Interaction of the sorting nexin 25 homologue Snazarus with Rab11 balances endocytic
and secretory transport and maintains the ultrafiltration diaphragm in nephrocytes
Proper balance of exocytosis and endocytosis is important for the maintenance of plasma
membrane lipid and protein homeostasis. This is especially critical in human podocytes
and the podocyte-like Drosophila nephrocytes that both use a delicate diaphragm system
with evolutionarily conserved components for ultrafiltration. Here we show that the
sorting nexin 25 homolog Snazarus (Snz) binds to Rab11 and localizes to Rab11-positive
recycling endosomes in Drosophila nephrocytes, unlike in fat cells where it is present
in plasma membrane/lipid droplet/ER contact sites. Loss of Snz leads to redistribution
of Rab11 vesicles from the cell periphery and increases endocytic activity in nephrocytes.
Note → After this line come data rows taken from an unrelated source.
PR #7801, opened 2019-05-20
 Compiler: don't precompute sizeof on abstract structs and modules

### LINKED ISSUE #7741: Invalid memory access (signal 11) at address 0x0
Extracted from https://github.com/crystal-lang/crystal/issues/7728

https://play.crystal-lang.org/#/r/6u14/edit

```cr
abstract struct ColumnBase; end

record ColumnInfo(T, M) < ColumnBase, column_name : String, default : T? = nil, type : T.class = T do
  # Returns the SQL representation for this column.
  def to_column(io : IO) : Nil
  end
end

cols = [
  ColumnInfo(String, Int32).new("name", "Jim"),
  ColumnInfo(Int32, Int32).new("age", 123),
  ColumnInfo(Array(Bool), Int32).new("values", [true, false, false, true, true]),
  ColumnInfo(Int64, Int32).new("id", nil),
]

io = IO::Memory.new

cols.sort_by { |c| true ? -1 : 1 }.each &.to_column io
ColumnInfo(Time, Int32).new("created_at", nil).to_column io
```

```
[0x55af537d7006] *CallStack::print_backtrace:Int32 +118
[0x55af537c9e90] __crystal_sigfault_handler +192
[0x7f82cf1b93c0] ???
[0x0] ???
```

Same error against crystal master.

I was able to reduce it a bit, however the stack trace changed a bit.

https://play.crystal-lang.org/#/r/6ujl

```cr
abstract struct ColumnBase; end

record ColumnInfo(T) < ColumnBase, column_name : String, default : T? = nil

cols = [
  ColumnInfo(String).new("name"),
  ColumnInfo(Int32).new("age"),
  ColumnInfo(Array(Bool)).new("values"),
  ColumnInfo(Int32).new("id"),
]

io = IO::Memory.new

cols.sort_by { |c| true ? -1 : 1 }.each &.to_s io
ColumnInfo(Time?).new("created_at").to_s io
```

```
[0x563058616686] *CallStack::print_backtrace:Int32 +118
[0x563058608bc0] __crystal_sigfault_handler +192
[0x7f76ae0be3c0] ???
[0x56305861f926] *Slice(T)::new:read_only<Pointer(UInt8), Int32, Bool>:Slice(UInt8) +22
[0x563058619215] *String#to_slice:Slice(UInt8) +37
[0x56305861ca38] *String#to_s<IO::Memory>:Nil +24
[0x563058662961] *IO::Memory +17
[0x563058668bc0] *ColumnBase+ +32
[0x0] ???
```

asterite:
Fixes #7741

And a few other fixes/improvements too.

I'm marking it as a breaking change too because `instance_sizeof` could be incorrectly invoked with non-class stuff (like structs) and so this will make compiling (but incorrect) code to stop compiling... but I think it's fine.

### DIFF
--- a/src/compiler/crystal/semantic/main_visitor.cr
+++ b/src/compiler/crystal/semantic/main_visitor.cr
@@ -2568,7 +2568,8 @@ module Crystal
       # Try to resolve the sizeof right now to a number literal
       # (useful for sizeof inside as a generic type argument, but also
       # to make it easier for LLVM to optimize things)
-      if type && !node.exp.is_a?(TypeOf)
+      if type && !node.exp.is_a?(TypeOf) &&
+         !(type.module? || (type.abstract? && type.struct?))
         expanded = NumberLiteral.new(@program.size_of(type.sizeof_type).to_s, :i32)
         expanded.type = @program.int32
         node.expanded = expanded
--- a/spec/compiler/codegen/sizeof_spec.cr
+++ b/spec/compiler/codegen/sizeof_spec.cr
@@ -199,4 +199,40 @@ describe "Code gen: sizeof" do
       size.should eq(16)
     end
   {% end %}
+
+  it "doesn't precompute sizeof of abstract struct (#7741)" do
+    run(%(
+      abstract struct Base
+      end
+
+      struct Foo(T) < Base
+        def initialize(@x : T)
+        end
+      end
+
+      z = sizeof(Base)
+
+      Foo({Int32, Int32, Int32, Int32})
+
+      z)).to_i.should eq(16)
+  end
+
+  it "doesn't precompute sizeof of module (#7741)" do
+    run(%(
+      module Base
+      end
+
+      struct Foo(T)
+        include Base
+
+        def initialize(@x : T)
+        end
+      end
+
+      z = sizeof(Base)
+
+      Foo({Int32, Int32, Int32, Int32})
+
+      z)).to_i.should eq(16)
+  end
 end
--- a/spec/compiler/semantic/sizeof_spec.cr
+++ b/spec/compiler/semantic/sizeof_spec.cr
@@ -22,7 +22,10 @@ describe "Semantic: sizeof" do
   end
 
   it "gives error if using instance_sizeof on something that's not a class" do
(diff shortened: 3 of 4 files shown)


asterite:
Some explanation: at some point we made `sizeof` be computed, if possible, at the semantic phase so that it can be used for generic type arguments, like `StaticArray(UInt8, sizeof(Int32))`. That works fine, but when the type given to `sizeof` is an abstract thing like a struct or a module, and there are generic subtypes, the final size (which is the size of the union of all actual instantiations in the program) can only be known at the end of compilation. This is what this PR fixes.

src/compiler/crystal/semantic/main_visitor.cr
```diff
@@ -2568,7 +2568,8 @@ module Crystal
       # Try to resolve the sizeof right now to a number literal
       # (useful for sizeof inside as a generic type argument, but also
       # to make it easier for LLVM to optimize things)
-      if type && !node.exp.is_a?(TypeOf)
+      if type && !node.exp.is_a?(TypeOf) &&
+         !(type.module? || (type.abstract? && type.struct?))
```
bcardiff: Can't this be moved upwards together with the check of `type.is_a?(GenericType)`? I thought the notion of an instantiable type was already defined somewhere.

Blacksmoke16:
Can confirm this fixed my issue.  Thanks again.

src/compiler/crystal/semantic/main_visitor.cr
asterite: Here in `MainVisitor` we compute it if we can. Later in `CleanupTransformer` we check that it's only a class. So, doing `sizeof` an abstract struct or module can be done and works, just not eagerly.

To be honest, now I'm not convinced that `sizeof` should work eagerly at all. I did that so one can do, for example, `StaticArray(Int32, sizeof(Int32))`, but that's a pretty contrived example. But for now I'm just fixing broken things, not changing the semantics of the language or introducing breaking changes. But eventually we can define the semantics we want for this and fix it.

And no, unfortunately there's no `type.can_be_instantiated?` method.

These changes are accompanied by defects in diaphragm protein distribution that resemble
those seen in Rab11 gain-of-function cells. Of note, co-overexpression of Snz rescues
diaphragm defects in Rab11 overexpressing cells, whereas snz knockdown in Rab11 overexpressing
nephrocytes or simultaneous knockdown of snz and tbc1d8b encoding a Rab11 GAP lead
to massive expansion of the lacunar system that contains mislocalized diaphragm components:
Sns and Pyd/ZO-1. We find that loss of Snz enhances while its overexpression impairs
secretion, which, together with genetic epistasis analyses, suggest that Snz counteracts
Rab11 to maintain the diaphragm via setting the proper balance of exocytosis and endocytosis.